If you want to go pure battery, you'll have to A. homebrew a system with lots of wiring and breakers and such or B. pay a not-inconsiderable premium for something like a bluetti or Jackery.
posted by introp at 11:08 AM on March 18, 2021


It won't run your refrigerator

Eh, even a largish fridge, if it was made this century, will take maybe 300W to run, double that on startup. This is well below what a 1000W generator can deliver.

And about sound carrying over long distances in an environment like yours: I was camping on the edge of a lake, somewhere in Central Sweden, when I noticed the sound of someone sawing wood. With a handsaw. It came from the other side of the lake, which my map told me was about 4km wide at that point. Apart from that, it was dead quiet.
posted by Stoneshop at 11:32 AM on March 18, 2021


Another thing: If maintained properly, a gas generator like the Honda will last maybe 2000 hours of runtime, which is 250 8-hour days. Even if you use it 25 days a year, that's a decade or more of use.

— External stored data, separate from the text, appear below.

PR #76, opened 2022-08-12
Update the TracingKernelSubscriber example

wadjei:
Since changes in https://github.com/open-telemetry/opentelemetry-php/pull/760,
the original Kernel Listener example no longer works...

Following those changes, the stored Tracer instance gets deleted before the
application terminates so mainSpan can't be ended and none of the collected
trace info gets sent.
By refactoring to use TracerProvider instead, mainSpan's Tracer remains valid
during KernelEvents::TERMINATE so the trace session can be sent successfully.

### DIFF
--- a/src/Symfony/OtelSdkBundle/README.md
+++ b/src/Symfony/OtelSdkBundle/README.md
@@ -199,7 +199,7 @@ So our Listener class could look like this:
 namespace App\EventSubscriber;
 
 use OpenTelemetry\API\Trace\SpanInterface;
-use OpenTelemetry\SDK\Trace\Tracer;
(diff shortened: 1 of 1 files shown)


Nevay:
This should be fixed in the SDK bundle instead. `TracerProvider::shutdown()` should be called in `Bundle::shutdown()` and on exit (default Symfony `HttpKernelRunner` doesn't seem to call `::shutdown()`).

Side note: There are some other problems with the example subscriber such as not detaching the created scope. I will see if I can create a PR over the weekend to fix the subscriber / add an actual implementation.

brettmc (approved):

PR #78, opened 2022-08-22
Add PSR18 http client auto instrumentation

Nevay:
Draft to showcase autoinstrumentation capabilities.


src/Instrumentation/Psr18/client_tracing.php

Batteries have a lifespan measured in cycles, but also in years. To get a lead-acid battery bank to last that long, you've got to keep them above freezing, trickle charge them properly, make sure they're matched, monitor them in case they go into thermal runaway, etc. More likely they'll last 5 years or so.
posted by RobotVoodooPower at 1:37 PM on March 18, 2021


Eh, even a largish fridge, if it was made this century, will take maybe 300W to run, double that on startup. This is well below what a 1000W generator can deliver.
In my experience, you're absolutely right about the running power (300 W), but wrong about the starting power. My fridge, by way of reference, takes about 105 W to run, but about 12 times that momentarily at startup.